Evans et al. (1992) also demonstrated that the age and sex of an intermediate
host (T. confusum in their study) might play an important role in its ability to serve as
an intermediate host, and such differences also exist in T. molitor (see also Hurd &
Arme, 1987). However, it is unclear at this time whether males are actually more
"susceptible" to infection than are females (that is, if cysticercoids have a higher rate of
survival in males than females), or whether this observation reflects differences in the
feeding behavior of the sexes. The egg of H. diminuta is covered by a highly resistant
"shell". The shell must be mechanically disrupted by the beetle's mouthparts as the egg
is eaten or the larva (oncosphere) within will not be activated, and the beetle cannot be
infected (reviewed by Lethbridge, 1980). Thus, while the differences in prevalences
and infection intensities noted between males and females, and beetles of different
ages, might reflect physiological differences in the beetles, they might also be
explained by behavioral differences that control how well a beetle "chews its food".

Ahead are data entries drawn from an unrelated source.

PR #1277, opened 2025-08-04
Rename some variables in Flex code to make it more readable.

PoignardAzur:
I've often been tripped up by the "major/minor" names in the Flex code.
As far as I can tell, it's not a well-known naming scheme (e.g. Taffy doesn't use it, other GUI projects don't use it), and it's not intuitive to a newcomer.

This uses more explicit names, and documents their meaning.

Also renames self.direction to self.axis, mostly for conciseness.

Follow-up to https://github.com/linebender/xilem/pull/1276.

### DIFF
--- a/masonry/src/widgets/flex.rs
+++ b/masonry/src/widgets/flex.rs
@@ -25,7 +25,7 @@ use crate::util::{debug_panic, fill, include_screenshot, stroke};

Transmission of H. diminuta between the definitive and intermediate hosts
seemingly involves a number of complex interactions ranging from the production of
an attractant that is present in the definitive host's feces as well as the sex and
nutritional status (and probably age) of the intermediate host. Additional studies are
required to determine how these interrelated characteristics affect the overall
transmission dynamics of this tapeworm species.